IN cast iron stove The water in the heat exchanger is heated by exhaust flue gases and thermal radiation. The heat exchanger body is located in the upper part of the firebox in the area of ​​the chimney.

A brick stove for a bath assumes the location of a heat exchanger inside brickwork in close proximity to the firebox. This somewhat increases the thermal inertia of the heat exchanger, and also reduces the likelihood of its overheating or oxidation of its surface under the influence of open fire.

The heat exchanger providing heating of the bath from the stove in the steam room must comply with technical parameters effective power of the water heating system, operating pressure in the system, volume and composition of the circulating coolant.

Features of a sauna stove with a heat exchanger

A sauna stove equipped with a heat exchanger has certain design features.

These include, in particular:

• tube supply system for coolant circulation;
• thickened body walls;
• increased volume of the heater;
• the presence of an air distributor is mandatory;
• firebox door made of heat-resistant glass.

The heat exchanger operates due to the constant circulation of water through all devices that make up the heating system in the bathhouse. To effectively use the heat exchanger, the length of each connecting pipe should be a maximum of 3 m. Especially if there is no external thermal insulation of the pipe.

Subject to compliance, as well as the presence of forced ventilation and thermoregulation systems, a universal stove for baths and home heating can be equipped with a heat exchanger. The stove itself can be located in the bathhouse and connected to the living quarters of the house using a thermally insulated heating pipeline and supplying the home with hot water.

To organize water circulation in the centralized heating system, as well as to supply hot water to the premises of the house and to the washing compartment, an automated bathhouse is used to maintain constant pressure in the line.

The most simple design A universal stove is an electric stove with separate electric heaters for the stove sections with a heat exchanger and the heater.

Such a furnace can operate in several modes, namely:

1. In the mode of heating the residential premises of the house and its hot water supply (DHW) while maintaining the minimum required temperature in the bathhouse premises during the cold season.
2. In heating mode for baths and the entire house with hot water supply during the cold season.
3. Organization of heating of the bathhouse and heater in the summer.

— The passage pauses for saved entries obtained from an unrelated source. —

PR #1950, opened 2021-09-20
Retry clone kill which is flaky

awels:

[test_id:4000] Create a data volume and then clone it while killing the
container and verify retry count was pretty flaky lately. The likely culprit was the small amount of data being cloned. This causes the pods to be removed before we have a chance to connect issue the kill command.
Fixes #

**Release note**:

```release-note
NONE
```

### DIFF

A similar stove for bathing and heating at the same time can be created in the form of a continuous device using natural gas or fuel pellets. Use as fuel charcoal or wood in this case is difficult and has certain technical difficulties. After all, wood or coal stoves do not provide the ability to automatically adjust the temperature. This can lead to sudden temperature changes in the heating line.

If it is possible to connect to a natural gas main or an industrial voltage electric cable, you can make a sauna stove from a heating boiler operating on gas or electricity, respectively. Such a stove can perform the functions of a heating and water heating system. Together with the heating boiler in the bathhouse, you can also install a small steel wood-burning stove in the steam room.

If the system has central heating At home with sufficient power, the auxiliary rooms of the bathhouse can be heated using it. To do this, heat-insulated pipes are laid from the home heating system to the bathhouse, to which heating radiators for the auxiliary rooms of the bathhouse are connected. In this case, the stove-heater can only be used to heat the steam or washing section of the bath, if necessary.

If the distance from the water heating boiler of a residential building to the bathhouse is small, then heat loss with such a heating system can be minimal. In addition, the presence of an independent external heating system will allow you to maintain the optimal temperature in the bath room in winter period. This is required to prevent freezing of water supply and sewerage pipes, as well as the bathhouse itself. The combination of heating systems of a residential building and a bathhouse in this case can be of an auxiliary, backup nature.